While I stood in the doorway, frozen against the handle, I heard a voice; Astrid’s. “I think I should check the pilaf one more time,” she said, sounding anxious. “Perhaps I didn’t salt it enough.”

“It’s fine, Astrid,” another woman’s voice said—much younger than my sister. I knew my husband to be a man of simple tastes, so for a moment I wondered if perhaps my sister had invited another woman into the bedroom (I had clearly spent far too long around women such as Ingrid and Golde), because I certainly wouldn’t have put it past my sister to—

“Go to sleep, Margit,” that was my Jerrik’s gentle voice and—heavens!—my youngest’s name. That young woman was my little Margit! “You too, my love. The pilaf is perfect. Everything will be fine.”

There was another silence. “No,” my sister said finally. “No. I think I will check it. I won’t be able to sleep otherwise.”

There was the creak of a bed and then suddenly the door opened in my face and my sister erupted through it and through me. I only caught a glimpse of her before she was down the hallway into the kitchen; she was less slender now. Less beautiful—finally—but still rosy-cheeked. I was recovering from suddenly seeing her when another face appeared in the doorway. I nearly fell before it.

My Jerrik.

How he’d changed—his black hair was greying at the temples and his short beard was greying at his cheeks. His lovely warm eyes had tiny lines at their crease but, God, he was still so handsome! He was as handsome as the day I’d taken his hands in church. As handsome as the day he’d taken me out into the field where he’d spelt out ‘Marry me’ in red marigolds planted in the soft soil, his eyes swimming with tears as I’d said yes. As handsome as the day I’d handed my tiny, squirming Hanna to him and watched those beautiful brown eyes light up in wonder. He looked softer now; older. I’d missed so many years of his life in my death. Despite that, I felt like I hadn’t been apart from him for a single day. I loved him every single bit as much as I always had.  

I wanted to throw my arms around him and sob into his big shoulders but he walked straight through me, too.

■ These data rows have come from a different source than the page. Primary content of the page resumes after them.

PR #3348, opened 2026-06-23
Pin container images (in Dockerfiles)

satoqz:
## Description

Ensure that absolutely all container images referenced in Dockerfiles in this repo are pinned by hash.

This means pinning Alpine and UBI (Distroless was already pinned). I've also chosen to simply remove:

- `scripts/docker/Dockerfile`, this is really the same as just `/Dockerfile` but will do the Go build in Docker. I don't think anyone uses this, a local Go toolchain is a reasonable expectation. This also referenced Alpine 3.19, so quite some dust on that file.
- Integration test Dockerfiles for Kubernetes secrets & auth engines; These aren't explicitly required by the test code, reference Hashicorp container images and assume that the engines are used in plugin mode. Easiest to throw them out, too. 

To verify I'm injecting up-to-date hashes:

```console
$ crane manifest alpine:3.24.1 | sha256sum
28bd5fe8b56d1bd048e5babf5b10710ebe0bae67db86916198a6eec434943f8b  -

$ crane manifest registry.access.redhat.com/ubi10-minimal:10.2 | sha256sum
3948fdfe71007909b37faf48c52eda28bfab7c4e440d6f4d4619422d06ceeb4c  -
```

## Rationale

More predictable releases. Also helps with https://scorecard.dev/viewer/?uri=github.com/openbao/openbao.

## Acknowledgements

       also allowed.


wslabosz-reply (approved):

JanMa (approved):
LGTM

As if I wasn’t even here.

“Astrid? Astrid!” he called, headed away from me down the hall. “Come back to bed, my love!”

I stood for a moment in the empty doorway, a lump in my throat. Then, I followed him.

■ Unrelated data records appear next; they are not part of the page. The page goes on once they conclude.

PR #3353, opened 2026-06-24
identity: gracefully skip partially-created namespaces during unseal

### LINKED ISSUE #2921: openbao crashes with inconsistent database (half created namespace)
**Describe the bug**

OpenBao crashed during namespace creation and after restart kept crashing with this stack: 

```
2026-04-15T14:13:54.606+0200 [ERROR] identity: failed to get entityPacker: err="namespace 2ee56127-8284-7f5d-bb91-de31176edd69 missing from identity store table"
panic: runtime error: invalid memory address or nil pointer dereference
[signal SIGSEGV: segmentation violation code=0x1 addr=0x0 pc=0x55f28ee171cd]

goroutine 61 [running]:
github.com/openbao/openbao/helper/storagepacker.(*StoragePacker).View(...)
    github.com/openbao/openbao/helper/storagepacker/storagepacker.go:41
github.com/openbao/openbao/vault.(*IdentityStore).loadEntities(0xb2869cd3440, {0x55f294ac9df0, 0xb2869def110}, 0x0)
    github.com/openbao/openbao/vault/identity_store_util.go:213 +0x12d
github.com/openbao/openbao/vault.(*Core).loadIdentityStoreArtifacts.func1({0x0?, 0x0?})
    github.com/openbao/openbao/vault/identity_store_util.go:56 +0x1fa
github.com/openbao/openbao/vault.(*Core).loadIdentityStoreArtifacts(0xb28697b6308, {0x55f294ac9e28, 0xb2869e32f00}, 0x0?)
    github.com/openbao/openbao/vault/identity_store_util.go:71 +0x85
github.com/openbao/openbao/vault.readonlyUnsealStrategy.unsealShared({}, {0x55f294ac9e28, 0xb2869e32f00}, 0xb28697b6308, 0x0)
    github.com/openbao/openbao/vault/core.go:2433 +0x285
github.com/openbao/openbao/vault.standardUnsealStrategy.unseal({{}}, {0x55f294ac9e28, 0xb2869e32f00}, {0x100?, 0xb2869e29670?}, 0xb28697b6308)
    github.com/openbao/openbao/vault/core.go:2335 +0x23b
github.com/openbao/openbao/vault.(*Core).postUnseal(0xb28697b6308, {0x55f294ac9e28, 0xb2869e32f00}, 0xb2869e28660, {0x55f294a8efc0, 0x55f294dff2a0})
    github.com/openbao/openbao/vault/core.go:2490 +0x2d7
github.com/openbao/openbao/vault.(*Core).unsealInternal(0xb28697b6308, {0x55f294ac9cc0, 0x55f294dff2a0}, {0xb2869fc8540?, 0x0?, 0x0?})
    github.com/openbao/openbao/vault/core.go:1941 +0x605
github.com/openbao/openbao/vault.(*Core).UnsealWithStoredKeys(0xb28697b6308, {0x55f294ac9cc0, 0x55f294dff2a0})
    github.com/openbao/openbao/vault/init.go:525 +0x3d3
github.com/openbao/openbao/command.runUnseal(0xb2869a16540, 0xb28697b6308, {0x55f294ac9cc0, 0x55f294dff2a0})
    github.com/openbao/openbao/command/server.go:2673 +0x5f
created by github.com/openbao/openbao/command.(*ServerCommand).Run in goroutine 1
    github.com/openbao/openbao/command/server.go:1328 +0x2f6c
```

The cause of the crash seems to be that the namespace entry in `/core/namespaces/` was already created, but the mount table wasn't, leaving the database in an inconsistent state.

The issue causing this state was hopefully fixed by https://github.com/openbao/openbao/pull/2226 (the cluster was using 2.4.3), but even upgrading to the latest release (2.5.2 at this point in time) does not help to recover from this. 

I'm opening this issue, because:
- Someone might still be running 2.4.x and if we handle this case more gracefully upgrading would allow them to restore their cluster.
- Maybe there is similar bug, leading to missing default mount table entries for namespaces, which would render a cluster unusable.

**To Reproduce**

1. Start OpenBao with `/sys/raw` enabled, e.g.

    ```bash
    cat > config.hcl <<HCL
    storage "file" {
      path = "./data"
    }

    seal "static" {
      current_key_id = "1"
      current_key = "0000000000000000000000000000000000000000000000000000000000000000"
    }
    HCL

    bao server -dev -config=config.hcl -dev-root-token-id=root
    ```
    
1. In another terminal run

    ```bash
    export BAO_ADDR='http://127.0.0.1:8200'
    export BAO_TOKEN='root'
    
    # create a namespace
    bao namespace create test
    
    # now simulate a interrupted namespace creation by manually modifying the mount table
    bao write sys/raw/core/mounts value="$(bao read -field=value sys/raw/core/mounts | jq -c 'del(.entries[] | select(.namespace_id != "root"))')"
    ```
    
1. Back in the initial terminal, restart OpenBao

    <kbd>CTRL</kbd> + <kbd>C</kbd>
    
    You will need the `-dev-skip-init` now

    ```bash
    bao server -dev -config=config.hcl -dev-skip-init
    ```

**Expected behavior**

I see multiple ways of recovery:
- automatically add default mounts, if missing
- mark the namespace as "broken" or "corrupted" and continue with other namespaces
- delete the namespace: I guess this would be appropriate for failed/partial creations, but if another bug leads to this state on an existing namespace, this is not a good solution (maybe still better than making the whole server unusable)
- We call the panic the "expected behavior", after all the database is inconsistent

**Environment:**
* OpenBao Server Version (retrieve with `bao status`): v2.5.2
* OpenBao CLI Version (retrieve with `bao version`): v2.5.2
* Server Operating System/Architecture: Linux amd64

EnricoFusi:
## Description

When a server crashes mid-namespace-creation, the namespace UUID is written to
storage under `core/namespaces/` but `AddNamespaceView` is never called,
leaving the identity store's in-memory `views` map with no entry for that UUID.

On the next restart, `loadIdentityStoreArtifacts` iterates all namespaces from
storage (including the orphan entry) and calls `LoadEntities` and `LoadGroups`
for each. Both functions call `EntityPacker`/`GroupPacker`, which internally
call `getNSView`. When the view is absent, these return `nil`. The immediate
call to `.View()` on the nil packer produces a nil pointer dereference panic,
making the server permanently unbootable without manual intervention.

The fix adds `ErrNamespaceNotInIdentityStore` as a typed sentinel and returns
it from `LoadEntities` and `LoadGroups` when their packer is nil, converting
the crash into a recoverable error. `loadIdentityStoreArtifactsForNamespace`
catches this error symmetrically for both load steps and skips the namespace
with a warning that references recovery mode for cleanup.

**Performance**: there is no additional storage I/O. The check relies on
`i.views.Load(ns.UUID)` — a `sync.Map` lookup that is O(1) and purely
in-memory. The `views` map is already populated during `setupMounts` as part
of the normal unseal sequence. If the view is absent, it means `setupMounts`
never completed for that namespace. There is no per-namespace storage read
added, so there is little speed impact on large deployments.

The root cause that produced the inconsistent storage state was fixed in
#2226. This PR addresses surviving that state on clusters that were affected
before the fix, or any future inconsistency of the same kind.

## Rationale

Resolves: #2921

## Acknowledgements

       also allowed.

### DIFF
--- a/vault/identity_store.go
+++ b/vault/identity_store.go
@@ -2,6 +2,7 @@ package vault
 
 import (
 	"context"
+	"errors"
 	"fmt"
 
 	"github.com/hashicorp/errwrap"
@@ -69,10 +70,24 @@ func (c *Core) loadIdentityStoreArtifactsForNamespace(ctx context.Context, ns *n
 
 	ctx = namespace.ContextWithNamespace(ctx, ns)
 
+	warnAndSkip := func() {
+		c.logger.Warn("skipping identity store loading for namespace whose setup did not complete; "+
+			"use recovery mode to remove the corrupt entry if this persists",
+			"namespace_id", ns.ID)
+	}
+
 	if err := c.identityStore.LoadEntities(ctx, readOnly); err != nil {
+		if errors.Is(err, ident.ErrNamespaceNotInIdentityStore) {
+			warnAndSkip()
+			return nil
+		}
 		return err
 	}
 	if err := c.identityStore.LoadGroups(ctx, readOnly); err != nil {
+		if errors.Is(err, ident.ErrNamespaceNotInIdentityStore) {
+			warnAndSkip()
+			return nil
+		}
 		return err
 	}
 
--- a/changelog/3353.txt
+++ b/changelog/3353.txt
@@ -1,0 +1,3 @@
+```release-note:bug
+core/namespaces: gracefully skip partially-created namespaces during unseal instead of panicking
+```
--- a/vault/identity/store_util.go
+++ b/vault/identity/store_util.go
@@ -28,9 +28,10 @@ import (
 )
 
 var (
-	ErrDuplicateIdentityName = errors.New("duplicate identity name")
-	ErrCycleDetectedPrefix   = "cyclic relationship detected for member group ID"
-	tmpSuffix                = ".tmp"
+	ErrDuplicateIdentityName       = errors.New("duplicate identity name")
+	ErrNamespaceNotInIdentityStore = errors.New("namespace not registered in identity store")
+	ErrCycleDetectedPrefix         = "cyclic relationship detected for member group ID"
+	tmpSuffix                      = ".tmp"
 )
 
 func (i *IdentityStore) sanitizeName(name string) string {
@@ -51,7 +52,11 @@ func (i *IdentityStore) LoadGroups(ctx context.Context, readOnly bool) error {
 	}
 
 	i.logger.Debug("identity loading groups", "namespace", ns.Path)
-	existing, err := i.GroupPacker(ctx).View().List(ctx, groupBucketsPrefix)
+	gp := i.GroupPacker(ctx)
+	if gp == nil {
+		return fmt.Errorf("%w: %s", ErrNamespaceNotInIdentityStore, ns.UUID)
+	}
+	existing, err := gp.View().List(ctx, groupBucketsPrefix)
 	if err != nil {
 		return fmt.Errorf("failed to scan for groups: %w", err)
 	}
@@ -151,7 +156,11 @@ func (i *IdentityStore) LoadEntities(ctx context.Context, readOnly bool) error {
 	}
 
 	i.logger.Debug("loading entities", "namespace", ns.Path)
-	existing, err := i.EntityPacker(ctx).View().List(ctx, storagepacker.StoragePackerBucketsPrefix)
+	ep := i.EntityPacker(ctx)
+	if ep == nil {
+		return fmt.Errorf("%w: %s", ErrNamespaceNotInIdentityStore, ns.UUID)
+	}
+	existing, err := ep.View().List(ctx, storagepacker.StoragePackerBucketsPrefix)
 	if err != nil {
 		return fmt.Errorf("failed to scan for entities: %w", err)
 	}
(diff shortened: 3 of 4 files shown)


cipherboy (approved):
This makes sense to me, thanks @EnricoFusi!

vault/identity_store.go
```diff
@@ -69,10 +70,24 @@ func (c *Core) loadIdentityStoreArtifactsForNamespace(ctx context.Context, ns *n
...
 
+	warnAndSkip := func() {
+		c.logger.Warn("skipping identity store loading for namespace whose setup did not complete; "+
+			"use recovery mode to remove the corrupt entry if this persists",
+			"namespace_id", ns.ID)
+	}
+
 	if err := c.identityStore.LoadEntities(ctx, readOnly); err != nil {
+		if errors.Is(err, ident.ErrNamespaceNotInIdentityStore) {
+			warnAndSkip()
```
cipherboy, line 81: Noting assumption for others: this namespace wouldn't have been usable, though will now kinda be usable I suppose. Packer group wouldn't exist, identity store would be broken, so the suggestion to use recovery mode / normal mode deletion is probably fine.

wslabosz-reply (approved):

vault/identity_store.go
EnricoFusi: Agreed — the namespace was already unusable; this just prevents the server from being permanently unbootable because of it.

cipherboy:
@satoqz @phil9909  I'll let you apply backport labels if you want.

In the kitchen, Astrid was fussing over a dish of food. “It’s not going to taste the way Orla’s did.”

Orla’s…? Why was she…?

“Nonsense,” Jerrik told her, ever lovely. “You make it just as well as Orla.”

No you don’t, I thought bitterly, looking at the pilaf. It was flat and, yes, it needed more salt.

She lifted the shaker and a stream of salt flowed from it, but it must have been more than she intended (although not more than it needed), because she shrieked and held back the shaker. “I’m so horribly clumsy!” she said, panic creeping into her voice. “I’m going to ruin it all! It’s going to taste awful!”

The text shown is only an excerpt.